When $$D = 0$$, the lines are either parallel (no intersection) or coincident (infinitely many intersections). Parallel lines have the same slope but different intercepts, while coincident lines are the same line expressed differently.

The angle between two intersecting lines with slopes $$m_1$$ and $$m_2$$ is:

$$\theta = \arctan\left|\frac{m_1 - m_2}{1 + m_1 m_2}\right|$$

This formula gives the acute angle between the lines. If $$1 + m_1 m_2 = 0$$, the lines are perpendicular ($$\theta = 90°$$).

Finding the intersection of two lines is a fundamental operation in computational geometry. In computer graphics, ray-line intersection tests determine visibility and collision detection. In economics, supply and demand curves intersect at the market equilibrium point. In navigation, the intersection of two bearing lines determines a ship's position (triangulation). In civil engineering, road intersections are designed by computing where centerlines meet. In linear programming, the feasible region's vertices are found by intersecting constraint lines, and the optimal solution often lies at one of these vertices.

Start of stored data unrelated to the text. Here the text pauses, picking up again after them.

PR #34, opened 2019-04-19
PMM-3718 Setup command.

AlekSi:


config/config.go
```diff
@@ -38,8 +70,8 @@ type Paths struct {
 	TempDir          string `yaml:"tempdir"`
 }
 
-// Lookup replaces paths with absolute paths.
-func (p *Paths) Lookup() {
+// lookup replaces paths with absolute paths.
+func (p *Paths) lookup() {
```
golangcibot: U1000: func `(*Paths).lookup` is unused (from `unused`)

agentlocal/agent_local.go
```diff
@@ -57,6 +56,7 @@ type supervisor interface {
 // client is a subset of methods of client.Client used by this package.
 // We use it instead of real type for testing and to avoid dependency cycle.
 type client interface {
```
DexterHD: I think it should be divided into 2 separate interfaces. As those have different areas of responsibility. 
Also, comments like in interfaces `subset of methods of X` looks weird because interfaces are about abstraction and behavior not about "part of concrete type".

- First can be something like `serverMetadataProvider`. With one method: `GetAgentServerMetadata()`. 
- Second is https://godoc.org/github.com/prometheus/client_golang/prometheus#Collector. Field name for the second interface can be something like `clientCollector`.

```go
type serverMetadataProvider interface {
    GetAgentServerMetadata() *agentpb.AgentServerMetadata
}

func NewServer(..., mDataStore serverMetadataProvider, clientCollector prometheus.Collector, ...) *Server {
...
}
```

commands/clients.go
```diff
@@ -0,0 +1,128 @@
...
+	transport.Transport.(*http.Transport).TLSNextProto = map[string]func(string, *tls.Conn) http.RoundTripper{}
+
+	agentlocalpb.Default.SetTransport(transport)
+}
+
+type statusResult struct {
+	ConfigFilePath string
+}
+
+// status returns locally running pmm-agent status.
```
DexterHD:
```suggestion
// localStatus returns locally running pmm-agent status.
```

agentlocal/agent_local.go
AlekSi: > Also, comments like in interfaces subset of methods of X looks weird because interfaces are about abstraction and behavior not about "part of concrete type".

But we don't need abstraction there. The comment explains why we use interface there – not because we need abstraction. That really a client as much as possible.

DexterHD: @AlekSi Sorry, but I disagree. Because the purpose of the client is to communicate with the server, not provide some metadata and/or insights. For example, there is can be some queue or another component which can provide that metadata. Is side functionality of the client to provide these things. 

Also, I didn't see that usage of interfaces anywhere (I mean `interface is a subset of... for...` it's a strange comment in principle). It's strange for me in general. Maybe you can give me some examples of that usage in some popular projects or in best practices? 
For me, the interface means abstraction or a contract. In any language. (For golang, for example here is an abstract: https://golang.org/doc/effective_go.html#interfaces).

In the end, I think, we need this here not because we need client here, but because we need something that provides `server metadata` and needs something else that provides `client insights` which we expose to local API. We don't care actually who provide that metadata and insights (It is client or provider or some shared library. Doesn't matter.).

AlekSi: We don't need interface or abstraction there. We would use specific type instead of interface if we could. We don't need anything that walks like a duck – we need our duck. Extra abstraction and flexibility only would make that code harder to understand.

DexterHD: @AlekSi This all about **Loose coupling** and good dependency names. In my opinion, `client` is a bad dependency name in this context. Give me the reason please, why we could use the client here? Why exactly the client? Give me examples, best practices, something I can learn and become better if I wrong because now I don't understand why it should be `client`.

Or I don't know. Nevermind. It has no reason to talk about all this stuff because it has no business value. You are the architect I'm the developer. I can sit and just write code like a code monkey. Only thing is I don't understand, where is the teamwork here and why we should do this code review at all, what the reason if only one person makes all decisions and knows how to do right things?

AlekSi: > Why exactly the client?

If we could, Instance of `client.Client` type. Not some abstraction.

> For example, there is can be some queue or another component which can provide that metadata.

Do not overcomplicate things for the sake of good practices. You argue about abstractions, loose coupling, and good practices. I argue that simple code, especially in a simple statically-typed language like Go, beats every other good practice.
You probably could start from https://speakerdeck.com/tastapod/why-every-element-of-solid-is-wrong.

> I can sit and just write code like a code monkey.

You can't, and we both know that. And I'm not asking for that. 😄

DexterHD: What the definition of `simple code` basically? It's subjective. How you realize which code is simple and which is not? What the metric of the simple code?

Cramer's Rule extends naturally to higher dimensions. For three equations in three unknowns, the determinant of the 3×3 coefficient matrix determines whether a unique solution exists. The method is conceptually elegant but computationally expensive for large systems, where Gaussian elimination or matrix factorization methods are preferred. Nevertheless, for 2×2 systems, Cramer's Rule is efficient and yields closed-form expressions.

The determinant $$D$$ also has a geometric interpretation: its absolute value equals the area of the parallelogram formed by the coefficient vectors $$(a_1, b_1)$$ and $$(a_2, b_2)$$. When this area is zero, the vectors are parallel, and so are the lines.